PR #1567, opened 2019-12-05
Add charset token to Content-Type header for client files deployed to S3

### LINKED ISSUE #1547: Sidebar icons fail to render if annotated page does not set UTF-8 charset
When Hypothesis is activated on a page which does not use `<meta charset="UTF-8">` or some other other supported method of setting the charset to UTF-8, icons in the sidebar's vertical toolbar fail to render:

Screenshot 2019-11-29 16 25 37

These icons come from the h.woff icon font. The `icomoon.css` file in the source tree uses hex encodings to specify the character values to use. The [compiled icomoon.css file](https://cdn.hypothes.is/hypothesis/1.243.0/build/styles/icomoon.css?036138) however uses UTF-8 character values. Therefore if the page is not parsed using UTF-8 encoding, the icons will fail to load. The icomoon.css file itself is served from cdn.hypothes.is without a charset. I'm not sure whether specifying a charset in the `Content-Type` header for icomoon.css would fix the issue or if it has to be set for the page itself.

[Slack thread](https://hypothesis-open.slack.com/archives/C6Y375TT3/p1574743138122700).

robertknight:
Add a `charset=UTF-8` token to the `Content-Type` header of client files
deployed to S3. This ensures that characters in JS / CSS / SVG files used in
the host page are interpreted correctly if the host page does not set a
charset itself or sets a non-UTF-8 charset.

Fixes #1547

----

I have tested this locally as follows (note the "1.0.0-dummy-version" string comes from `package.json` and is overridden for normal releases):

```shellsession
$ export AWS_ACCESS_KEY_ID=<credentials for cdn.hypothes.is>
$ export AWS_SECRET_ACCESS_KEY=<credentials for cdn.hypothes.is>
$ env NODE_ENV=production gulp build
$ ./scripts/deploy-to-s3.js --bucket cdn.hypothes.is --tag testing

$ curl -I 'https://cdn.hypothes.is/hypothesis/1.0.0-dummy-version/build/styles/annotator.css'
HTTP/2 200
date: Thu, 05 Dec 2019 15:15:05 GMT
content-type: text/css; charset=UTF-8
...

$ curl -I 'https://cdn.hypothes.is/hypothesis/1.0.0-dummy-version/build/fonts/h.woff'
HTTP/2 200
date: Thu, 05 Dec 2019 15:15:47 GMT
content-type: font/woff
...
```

**WHAT YOU NEED TO DO**
This task calls for the material above to be duplicated verbatim.

**EXPECTED OUTPUT**
PR #1567, opened 2019-12-05
Add charset token to Content-Type header for client files deployed to S3

### LINKED ISSUE #1547: Sidebar icons fail to render if annotated page does not set UTF-8 charset
When Hypothesis is activated on a page which does not use `<meta charset="UTF-8">` or some other other supported method of setting the charset to UTF-8, icons in the sidebar's vertical toolbar fail to render:

Screenshot 2019-11-29 16 25 37

These icons come from the h.woff icon font. The `icomoon.css` file in the source tree uses hex encodings to specify the character values to use. The [compiled icomoon.css file](https://cdn.hypothes.is/hypothesis/1.243.0/build/styles/icomoon.css?036138) however uses UTF-8 character values. Therefore if the page is not parsed using UTF-8 encoding, the icons will fail to load. The icomoon.css file itself is served from cdn.hypothes.is without a charset. I'm not sure whether specifying a charset in the `Content-Type` header for icomoon.css would fix the issue or if it has to be set for the page itself.

[Slack thread](https://hypothesis-open.slack.com/archives/C6Y375TT3/p1574743138122700).

robertknight:
Add a `charset=UTF-8` token to the `Content-Type` header of client files
deployed to S3. This ensures that characters in JS / CSS / SVG files used in
the host page are interpreted correctly if the host page does not set a
charset itself or sets a non-UTF-8 charset.

Fixes #1547

----

I have tested this locally as follows (note the "1.0.0-dummy-version" string comes from `package.json` and is overridden for normal releases):

```shellsession
$ export AWS_ACCESS_KEY_ID=<credentials for cdn.hypothes.is>
$ export AWS_SECRET_ACCESS_KEY=<credentials for cdn.hypothes.is>
$ env NODE_ENV=production gulp build
$ ./scripts/deploy-to-s3.js --bucket cdn.hypothes.is --tag testing

$ curl -I 'https://cdn.hypothes.is/hypothesis/1.0.0-dummy-version/build/styles/annotator.css'
HTTP/2 200
date: Thu, 05 Dec 2019 15:15:05 GMT
content-type: text/css; charset=UTF-8
...

$ curl -I 'https://cdn.hypothes.is/hypothesis/1.0.0-dummy-version/build/fonts/h.woff'
HTTP/2 200
date: Thu, 05 Dec 2019 15:15:47 GMT
content-type: font/woff
...
```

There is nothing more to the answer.